_TASK DETAILS_
Copy each line of the entries below that contains the string "axum".
[[ EXTRACTED ENTRIES, beginning ]]
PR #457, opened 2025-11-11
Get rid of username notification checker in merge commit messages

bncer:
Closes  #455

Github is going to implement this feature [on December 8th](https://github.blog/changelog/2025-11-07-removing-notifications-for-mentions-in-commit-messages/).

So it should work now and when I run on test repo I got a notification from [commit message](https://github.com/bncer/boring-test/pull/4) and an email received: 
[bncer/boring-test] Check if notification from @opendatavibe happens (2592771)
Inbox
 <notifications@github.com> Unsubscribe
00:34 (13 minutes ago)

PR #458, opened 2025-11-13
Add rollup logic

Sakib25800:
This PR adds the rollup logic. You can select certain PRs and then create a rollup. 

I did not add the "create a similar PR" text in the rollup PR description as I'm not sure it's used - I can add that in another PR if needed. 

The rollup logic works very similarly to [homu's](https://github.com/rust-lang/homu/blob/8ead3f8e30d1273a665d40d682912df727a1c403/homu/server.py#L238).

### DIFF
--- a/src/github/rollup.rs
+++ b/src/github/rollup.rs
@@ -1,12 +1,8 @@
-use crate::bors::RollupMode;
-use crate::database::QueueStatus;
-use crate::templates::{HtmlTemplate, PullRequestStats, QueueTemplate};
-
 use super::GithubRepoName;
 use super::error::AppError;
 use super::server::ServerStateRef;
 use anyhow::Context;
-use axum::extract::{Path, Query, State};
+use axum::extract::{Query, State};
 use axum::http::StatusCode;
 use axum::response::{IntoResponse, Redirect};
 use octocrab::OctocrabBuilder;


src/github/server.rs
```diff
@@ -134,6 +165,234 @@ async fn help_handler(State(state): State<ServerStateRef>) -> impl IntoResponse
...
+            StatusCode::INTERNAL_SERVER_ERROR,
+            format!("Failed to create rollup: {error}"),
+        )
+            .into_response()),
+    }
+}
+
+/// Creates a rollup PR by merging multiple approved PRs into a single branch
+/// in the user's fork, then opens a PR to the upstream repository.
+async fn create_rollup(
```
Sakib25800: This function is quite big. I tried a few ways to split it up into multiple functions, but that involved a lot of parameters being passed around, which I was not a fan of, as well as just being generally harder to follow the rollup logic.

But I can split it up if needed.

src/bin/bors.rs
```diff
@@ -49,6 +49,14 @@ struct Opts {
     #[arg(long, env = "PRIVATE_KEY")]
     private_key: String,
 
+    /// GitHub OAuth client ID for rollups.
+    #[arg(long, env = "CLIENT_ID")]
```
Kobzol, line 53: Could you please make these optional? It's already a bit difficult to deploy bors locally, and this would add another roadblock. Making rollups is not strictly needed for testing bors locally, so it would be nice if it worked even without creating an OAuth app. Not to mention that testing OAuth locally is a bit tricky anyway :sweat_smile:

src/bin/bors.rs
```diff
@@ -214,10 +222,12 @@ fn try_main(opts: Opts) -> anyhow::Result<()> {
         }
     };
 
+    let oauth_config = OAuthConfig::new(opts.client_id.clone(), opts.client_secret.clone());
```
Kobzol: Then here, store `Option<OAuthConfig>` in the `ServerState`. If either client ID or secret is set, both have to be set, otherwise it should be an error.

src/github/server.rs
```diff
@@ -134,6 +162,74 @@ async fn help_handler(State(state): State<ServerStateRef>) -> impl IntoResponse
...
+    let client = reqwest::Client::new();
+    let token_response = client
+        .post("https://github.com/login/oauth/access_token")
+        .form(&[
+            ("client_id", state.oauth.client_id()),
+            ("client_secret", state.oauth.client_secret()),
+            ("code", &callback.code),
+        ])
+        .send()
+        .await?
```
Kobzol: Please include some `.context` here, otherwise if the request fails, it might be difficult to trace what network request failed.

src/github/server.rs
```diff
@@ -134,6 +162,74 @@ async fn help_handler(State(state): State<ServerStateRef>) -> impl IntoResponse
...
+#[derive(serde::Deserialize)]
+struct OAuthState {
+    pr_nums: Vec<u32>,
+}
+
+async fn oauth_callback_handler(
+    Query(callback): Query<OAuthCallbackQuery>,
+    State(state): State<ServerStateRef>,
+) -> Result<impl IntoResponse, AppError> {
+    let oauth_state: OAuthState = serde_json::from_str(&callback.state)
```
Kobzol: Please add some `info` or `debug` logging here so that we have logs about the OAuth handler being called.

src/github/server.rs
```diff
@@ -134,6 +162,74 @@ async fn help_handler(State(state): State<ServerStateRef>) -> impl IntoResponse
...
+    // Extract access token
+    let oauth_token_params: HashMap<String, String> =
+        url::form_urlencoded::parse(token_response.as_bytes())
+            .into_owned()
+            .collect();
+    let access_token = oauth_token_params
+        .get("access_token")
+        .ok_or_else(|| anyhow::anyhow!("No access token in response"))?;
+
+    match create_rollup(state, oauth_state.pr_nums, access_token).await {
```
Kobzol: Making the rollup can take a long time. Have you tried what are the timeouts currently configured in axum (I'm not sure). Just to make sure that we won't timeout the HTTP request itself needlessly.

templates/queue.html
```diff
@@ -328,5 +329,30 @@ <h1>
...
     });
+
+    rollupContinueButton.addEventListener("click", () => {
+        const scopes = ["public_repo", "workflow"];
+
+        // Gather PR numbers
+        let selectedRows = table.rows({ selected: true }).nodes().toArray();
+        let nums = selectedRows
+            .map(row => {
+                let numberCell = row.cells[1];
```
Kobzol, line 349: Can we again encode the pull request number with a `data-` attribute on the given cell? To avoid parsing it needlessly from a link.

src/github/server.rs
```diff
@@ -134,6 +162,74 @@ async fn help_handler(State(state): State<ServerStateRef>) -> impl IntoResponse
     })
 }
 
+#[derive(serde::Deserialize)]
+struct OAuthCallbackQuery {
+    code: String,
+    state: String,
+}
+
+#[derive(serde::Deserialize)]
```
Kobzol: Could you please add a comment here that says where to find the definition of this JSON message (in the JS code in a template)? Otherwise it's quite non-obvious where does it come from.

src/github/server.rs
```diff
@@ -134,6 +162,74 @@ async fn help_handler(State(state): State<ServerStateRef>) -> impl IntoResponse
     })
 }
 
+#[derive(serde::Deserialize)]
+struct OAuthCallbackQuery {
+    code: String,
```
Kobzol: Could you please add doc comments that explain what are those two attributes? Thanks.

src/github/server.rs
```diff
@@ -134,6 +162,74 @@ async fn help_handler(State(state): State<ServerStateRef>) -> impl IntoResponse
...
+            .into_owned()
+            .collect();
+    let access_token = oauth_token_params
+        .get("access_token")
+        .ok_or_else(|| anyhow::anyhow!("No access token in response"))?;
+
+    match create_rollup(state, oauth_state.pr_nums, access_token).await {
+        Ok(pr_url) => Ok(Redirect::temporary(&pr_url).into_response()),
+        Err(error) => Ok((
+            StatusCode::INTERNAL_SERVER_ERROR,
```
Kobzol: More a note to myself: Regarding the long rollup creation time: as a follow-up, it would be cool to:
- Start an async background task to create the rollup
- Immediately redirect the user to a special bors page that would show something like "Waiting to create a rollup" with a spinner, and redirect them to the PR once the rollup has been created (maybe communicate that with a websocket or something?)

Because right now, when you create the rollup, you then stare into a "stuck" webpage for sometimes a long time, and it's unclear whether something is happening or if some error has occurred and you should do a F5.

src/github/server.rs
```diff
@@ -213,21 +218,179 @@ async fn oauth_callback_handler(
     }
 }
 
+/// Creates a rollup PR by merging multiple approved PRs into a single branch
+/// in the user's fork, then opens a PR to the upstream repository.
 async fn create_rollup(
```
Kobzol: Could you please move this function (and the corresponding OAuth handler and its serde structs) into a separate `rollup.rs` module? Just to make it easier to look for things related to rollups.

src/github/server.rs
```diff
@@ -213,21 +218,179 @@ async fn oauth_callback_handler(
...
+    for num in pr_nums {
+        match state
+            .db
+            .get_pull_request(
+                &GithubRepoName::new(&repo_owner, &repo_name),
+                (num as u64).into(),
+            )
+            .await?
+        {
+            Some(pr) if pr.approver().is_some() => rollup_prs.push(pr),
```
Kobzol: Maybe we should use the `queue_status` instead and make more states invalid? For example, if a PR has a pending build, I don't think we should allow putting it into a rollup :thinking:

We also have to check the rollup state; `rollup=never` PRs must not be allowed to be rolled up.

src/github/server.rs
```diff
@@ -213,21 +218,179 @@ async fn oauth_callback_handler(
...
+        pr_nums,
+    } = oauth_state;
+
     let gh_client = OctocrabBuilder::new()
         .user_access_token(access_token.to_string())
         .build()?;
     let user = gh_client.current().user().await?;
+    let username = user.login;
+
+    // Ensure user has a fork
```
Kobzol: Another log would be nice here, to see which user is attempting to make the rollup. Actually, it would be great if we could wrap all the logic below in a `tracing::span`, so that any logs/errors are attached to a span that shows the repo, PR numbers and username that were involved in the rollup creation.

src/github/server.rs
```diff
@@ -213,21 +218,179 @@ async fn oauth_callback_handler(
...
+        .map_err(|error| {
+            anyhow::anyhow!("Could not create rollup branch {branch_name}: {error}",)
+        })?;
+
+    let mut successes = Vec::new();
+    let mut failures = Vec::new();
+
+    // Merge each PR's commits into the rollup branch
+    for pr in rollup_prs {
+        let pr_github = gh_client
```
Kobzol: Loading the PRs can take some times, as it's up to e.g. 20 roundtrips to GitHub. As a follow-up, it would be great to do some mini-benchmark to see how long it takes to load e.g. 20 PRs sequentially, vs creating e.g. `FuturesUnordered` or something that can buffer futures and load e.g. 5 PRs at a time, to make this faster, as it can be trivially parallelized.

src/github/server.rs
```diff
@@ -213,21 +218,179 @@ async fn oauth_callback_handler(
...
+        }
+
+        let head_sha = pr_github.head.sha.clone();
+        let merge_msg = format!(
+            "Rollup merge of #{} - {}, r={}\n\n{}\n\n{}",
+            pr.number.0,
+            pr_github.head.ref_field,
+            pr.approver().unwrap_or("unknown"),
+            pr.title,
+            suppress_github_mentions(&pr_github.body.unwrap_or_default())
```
[[ EXTRACTED ENTRIES, end ]]
_OUTPUT BELOW_
-use axum::extract::{Path, Query, State};
+use axum::extract::{Query, State};
 use axum::http::StatusCode;
 use axum::response::{IntoResponse, Redirect};
Kobzol: Making the rollup can take a long time. Have you tried what are the timeouts currently configured in axum (I'm not sure). Just to make sure that we won't timeout the HTTP request itself needlessly.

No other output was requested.